# [WHAT THIS TASK INVOLVES]
For the data below, work out how many lines include the string "opened" and report only the number.

# [DATA TO EXAMINE]
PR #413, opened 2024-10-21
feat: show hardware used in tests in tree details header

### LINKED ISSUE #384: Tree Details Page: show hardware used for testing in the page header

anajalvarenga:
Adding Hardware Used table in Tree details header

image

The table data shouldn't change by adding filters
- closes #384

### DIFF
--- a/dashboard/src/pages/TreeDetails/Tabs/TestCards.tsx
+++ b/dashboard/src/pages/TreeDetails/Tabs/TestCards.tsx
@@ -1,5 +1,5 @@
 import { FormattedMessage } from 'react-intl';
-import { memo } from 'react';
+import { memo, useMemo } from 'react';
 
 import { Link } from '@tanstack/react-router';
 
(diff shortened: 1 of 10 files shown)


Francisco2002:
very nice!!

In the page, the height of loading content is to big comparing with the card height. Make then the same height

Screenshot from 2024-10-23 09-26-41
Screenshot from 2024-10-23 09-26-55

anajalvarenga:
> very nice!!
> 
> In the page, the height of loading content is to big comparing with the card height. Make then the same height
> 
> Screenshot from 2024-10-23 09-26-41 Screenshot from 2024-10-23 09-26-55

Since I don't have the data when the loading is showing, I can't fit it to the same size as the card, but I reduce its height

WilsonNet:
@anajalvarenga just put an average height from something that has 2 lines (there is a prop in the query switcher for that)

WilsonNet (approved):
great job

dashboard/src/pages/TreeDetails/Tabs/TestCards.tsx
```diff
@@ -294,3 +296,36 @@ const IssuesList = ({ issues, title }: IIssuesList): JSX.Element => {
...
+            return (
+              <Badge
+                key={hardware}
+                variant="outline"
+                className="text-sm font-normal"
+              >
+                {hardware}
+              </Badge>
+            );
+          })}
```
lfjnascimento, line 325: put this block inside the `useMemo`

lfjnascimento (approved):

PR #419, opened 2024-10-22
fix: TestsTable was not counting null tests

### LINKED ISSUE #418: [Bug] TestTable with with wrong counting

...

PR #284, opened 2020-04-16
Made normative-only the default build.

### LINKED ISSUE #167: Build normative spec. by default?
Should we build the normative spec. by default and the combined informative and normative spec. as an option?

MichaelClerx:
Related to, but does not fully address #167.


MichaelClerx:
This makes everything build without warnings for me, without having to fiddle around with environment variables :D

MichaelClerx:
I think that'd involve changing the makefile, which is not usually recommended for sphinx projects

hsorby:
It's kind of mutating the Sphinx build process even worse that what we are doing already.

* * *

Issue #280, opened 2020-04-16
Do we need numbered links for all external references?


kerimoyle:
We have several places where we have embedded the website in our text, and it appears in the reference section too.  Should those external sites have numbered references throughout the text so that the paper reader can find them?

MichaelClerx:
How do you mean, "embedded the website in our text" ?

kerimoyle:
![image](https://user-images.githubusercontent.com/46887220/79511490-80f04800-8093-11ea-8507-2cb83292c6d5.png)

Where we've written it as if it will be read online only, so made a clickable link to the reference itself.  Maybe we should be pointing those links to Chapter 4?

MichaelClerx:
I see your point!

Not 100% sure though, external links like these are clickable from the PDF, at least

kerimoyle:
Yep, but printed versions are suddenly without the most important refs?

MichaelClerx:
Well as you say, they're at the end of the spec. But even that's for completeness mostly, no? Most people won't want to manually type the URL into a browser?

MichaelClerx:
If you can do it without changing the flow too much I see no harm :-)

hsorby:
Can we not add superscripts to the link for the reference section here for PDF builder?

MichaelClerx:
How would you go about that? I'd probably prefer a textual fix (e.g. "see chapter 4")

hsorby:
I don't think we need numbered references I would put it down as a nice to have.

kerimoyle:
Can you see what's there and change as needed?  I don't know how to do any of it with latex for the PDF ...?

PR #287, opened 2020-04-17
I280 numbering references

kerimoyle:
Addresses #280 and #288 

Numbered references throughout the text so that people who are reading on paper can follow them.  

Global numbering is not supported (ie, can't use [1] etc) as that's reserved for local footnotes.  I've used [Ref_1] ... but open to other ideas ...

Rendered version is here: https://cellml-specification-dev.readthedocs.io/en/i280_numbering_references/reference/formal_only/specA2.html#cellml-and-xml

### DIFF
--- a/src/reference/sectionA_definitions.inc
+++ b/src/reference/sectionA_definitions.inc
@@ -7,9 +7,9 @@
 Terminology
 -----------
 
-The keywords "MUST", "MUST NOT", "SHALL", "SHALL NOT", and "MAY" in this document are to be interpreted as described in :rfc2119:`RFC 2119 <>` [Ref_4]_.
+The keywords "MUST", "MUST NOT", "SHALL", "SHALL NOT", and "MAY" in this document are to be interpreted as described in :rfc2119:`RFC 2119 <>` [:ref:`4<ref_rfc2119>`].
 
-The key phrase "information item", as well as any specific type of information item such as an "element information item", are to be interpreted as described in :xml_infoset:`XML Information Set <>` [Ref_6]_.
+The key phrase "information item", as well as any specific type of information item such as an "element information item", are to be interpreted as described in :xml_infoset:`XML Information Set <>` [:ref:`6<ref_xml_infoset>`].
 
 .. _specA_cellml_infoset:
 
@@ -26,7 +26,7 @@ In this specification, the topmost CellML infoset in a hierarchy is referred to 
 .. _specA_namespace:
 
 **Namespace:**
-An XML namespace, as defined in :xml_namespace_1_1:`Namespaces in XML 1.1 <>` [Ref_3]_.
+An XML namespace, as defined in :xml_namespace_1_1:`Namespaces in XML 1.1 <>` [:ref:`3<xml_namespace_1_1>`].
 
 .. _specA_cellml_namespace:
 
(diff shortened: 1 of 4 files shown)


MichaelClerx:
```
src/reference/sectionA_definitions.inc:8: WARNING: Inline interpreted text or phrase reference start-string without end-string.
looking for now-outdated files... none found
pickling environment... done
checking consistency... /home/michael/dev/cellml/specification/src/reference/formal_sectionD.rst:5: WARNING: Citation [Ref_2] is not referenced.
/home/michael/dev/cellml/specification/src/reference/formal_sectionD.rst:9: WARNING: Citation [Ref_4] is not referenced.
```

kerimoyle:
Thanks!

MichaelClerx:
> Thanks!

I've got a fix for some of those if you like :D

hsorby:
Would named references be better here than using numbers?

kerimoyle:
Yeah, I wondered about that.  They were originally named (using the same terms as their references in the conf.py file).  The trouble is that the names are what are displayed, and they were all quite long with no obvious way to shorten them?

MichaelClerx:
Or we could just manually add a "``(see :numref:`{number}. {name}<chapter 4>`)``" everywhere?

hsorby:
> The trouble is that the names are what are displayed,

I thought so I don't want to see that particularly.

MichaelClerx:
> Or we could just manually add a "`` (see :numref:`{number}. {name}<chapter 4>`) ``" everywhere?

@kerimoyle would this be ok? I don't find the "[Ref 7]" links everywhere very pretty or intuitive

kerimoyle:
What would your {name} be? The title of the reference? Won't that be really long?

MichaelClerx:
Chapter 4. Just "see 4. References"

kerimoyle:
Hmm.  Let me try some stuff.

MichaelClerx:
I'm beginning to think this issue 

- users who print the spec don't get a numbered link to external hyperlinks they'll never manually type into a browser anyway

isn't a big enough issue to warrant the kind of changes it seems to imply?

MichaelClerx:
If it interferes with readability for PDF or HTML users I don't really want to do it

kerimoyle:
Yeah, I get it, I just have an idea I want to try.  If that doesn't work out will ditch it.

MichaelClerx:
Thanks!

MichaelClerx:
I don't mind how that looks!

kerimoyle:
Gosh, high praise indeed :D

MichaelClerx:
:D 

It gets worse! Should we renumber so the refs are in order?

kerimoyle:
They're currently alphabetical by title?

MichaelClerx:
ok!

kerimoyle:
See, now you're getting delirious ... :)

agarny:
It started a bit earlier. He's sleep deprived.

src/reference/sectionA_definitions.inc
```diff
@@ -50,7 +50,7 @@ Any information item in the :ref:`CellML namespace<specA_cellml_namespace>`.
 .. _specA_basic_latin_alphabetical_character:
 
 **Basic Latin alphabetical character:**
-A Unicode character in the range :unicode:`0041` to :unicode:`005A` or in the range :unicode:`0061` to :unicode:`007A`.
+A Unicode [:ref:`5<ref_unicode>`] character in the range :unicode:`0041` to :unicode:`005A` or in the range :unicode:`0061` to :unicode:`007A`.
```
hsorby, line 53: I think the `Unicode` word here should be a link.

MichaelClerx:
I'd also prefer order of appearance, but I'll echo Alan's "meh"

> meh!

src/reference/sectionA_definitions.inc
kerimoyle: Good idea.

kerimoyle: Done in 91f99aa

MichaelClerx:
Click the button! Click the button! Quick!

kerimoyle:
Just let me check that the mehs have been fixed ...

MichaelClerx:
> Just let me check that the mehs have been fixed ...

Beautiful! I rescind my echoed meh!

# [WRITTEN SOLUTION]
5